Even Republican senators are now pressurising Trump to enact gun-control measures.

Trump Has `Obligation' to Produce Package on Guns, Graham Says
Shirts are displayed for sale on the exhibit floor during the National Rifle Association (NRA) annual meeting in Louisville, Kentucky, U.S. (Photographer: Luke Sharrett/Bloomberg)

(Bloomberg) -- Pressure on Donald Trump and Congress to enact gun-control measures isn’t subsiding as Republican Senator Lindsey Graham said the president has an “obligation” to get behind the effort.

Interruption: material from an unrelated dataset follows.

PR #10045, opened 2022-03-30
add sytax recognition for lua utf8 funcs

nobodyatandnothing:

PR #11030, opened 2022-09-01
Add Lua string and comment delimiter syntax groups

Graham of South Carolina said Trump needs to make a proposal to Congress on gun control and school safety, and that Republicans must work with Democrats to get legislation passed after the school shooting last month in Parkland, Florida, that left 17 people dead.

Trump Has `Obligation' to Produce Package on Guns, Graham Says

“If we don’t, we’re going to get hurt because most Americans believe we should solve problems that Americans are facing like gun violence and school safety problems,” Graham said of Republicans on CBS’s “Face the Nation” Sunday. “If we don’t take this up and Democrats don’t work with us, we will all suffer, and we should.”

Trump cheered gun-control advocates during a White House meeting Feb. 28 with Republican and Democratic lawmakers. He stunned both sides by endorsing expanded background checks, raising the age limit for buying some firearms and keeping the mentally ill from obtaining weapons.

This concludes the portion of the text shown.